United States v. William H. Black, et al., No. 1:00CR15 SPM (N.D. Fla.)

JAMES A. FRANKLIN, JR., FORMER IN-HOUSE ATTORNEY TO PROFESSIONAL SPORTS AGENT "TANK" BLACK, SENTENCED TO 54 MONTHS IN PRISON AND ORDERED TO PAY $12 MILLION IN RESTITUTION FOLLOWING PARALLEL CRIMINAL PROSECUTION

The Commission announced that on July 8, 2002, James A. Franklin, Jr., a former South Carolina attorney and in-house counsel to sports agent William H. "Tank" Black, was sentenced to serve 54 months in prison and ordered to pay $12 million in restitution stemming from charges that he conspired with Black to defraud Black's athlete-clients. The Hon. Stephan P. Mickle imposed the sentence after a hearing in United States District Court for the Northern District of Florida (Gainesville Division).

Franklin previously pleaded guilty to: (i) one count of conspiring to commit wire fraud and to obstruct the SEC's parallel investigation and (ii) one count of conspiring to commit money laundering. The United States Attorney for the Northern District of Florida prosecuted Franklin for the same conduct that underlies a civil enforcement action brought by the Commission in February 2000 against Franklin, Black and others in United States District Court in the Middle District of Florida. The Commission's lawsuit, which has been stayed pending resolution of the criminal case, alleges that Black, Franklin, Professional Management, Inc. (Black's sports agency business) and Professional Management Consulting, Inc. (Black and Franklin's related consulting business) defrauded nearly two dozen client-athletes of millions of dollars they entrusted to them for investment purposes, including investments in Cash 4 Titles, a purported car title loan business that was, in fact, an offshore Ponzi scheme.

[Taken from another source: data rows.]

PR #467, opened 2019-02-28
Changes to make sure back compatibility across extension versions is not broken

gauravsaralMs:
There are 2 major changes:
1. Run tests from old release branch with new code, which will make sure that old scripts work with new extension (this will give decent coverage)
2. Using a script check following
   a. No new mandatory parameter is coming in for a command
   b. No parameter is removed from a command
Because these 2 things can break back compatibility

https://github.com/Microsoft/azure-devops-cli-extension/issues/462

### DIFF
--- a/scripts/backCompatChecker.py
+++ b/scripts/backCompatChecker.py
@@ -19,8 +19,8 @@ class Arguments(dict):
 
 def extractArgumentsFromCommand(command):
     argumentList = []
-    commandExtended = 'cmd /c az ' + command + ' -h'
-    help_text = subprocess.run(commandExtended.split(' '),stdout=subprocess.PIPE)
+    commandExtended = 'az ' + command + ' -h'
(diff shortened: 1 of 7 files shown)


scripts/backCompatChecker.py
```diff
@@ -0,0 +1,115 @@
...
+        self.isRequired = isRequired
+        dict.__init__(self,command = command, name = name, isRequired = isRequired)
+
+def extractArgumentsFromCommand(command):
+    print('running extractArgumentsFromCommand for ' + command)
+    argumentList = []
+    commandExtended = 'az ' + command + ' -h'
+    help_text = subprocess.run(commandExtended.split(' '), shell=True, stdout=subprocess.PIPE)
+    print('help text for ' + command)
+    print(help_text)
```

Judge Mickle ordered that Franklin serve his 54-month sentence concurrently with an existing 32-month sentence handed down in May 2001 by a federal court in Detroit. In the Detroit case, the U.S. Attorney for the Eastern District of Michigan prosecuted Franklin for his role in helping launder $1.1 million of drug money through the Cash 4 Titles Ponzi scheme. Franklin began serving the Detroit sentence in July 2001. Franklin's 54-month Gainesville sentence reflects a substantial downward departure from federal sentencing guidelines. In making that departure - and in deciding that Franklin should serve the Gainesville sentence concurrently, not consecutively, with the Detroit sentence - Judge Mickle emphasized Franklin's post-indictment cooperation with the United States Attorney and with the Commission.

For further information about the Commission's action against Black and Franklin, see Litigation Release No. 16455 (February 25, 2000); Litigation Release No. 17358 (February 11, 2002); and Litigation Release No. 17511 (May 8, 2002).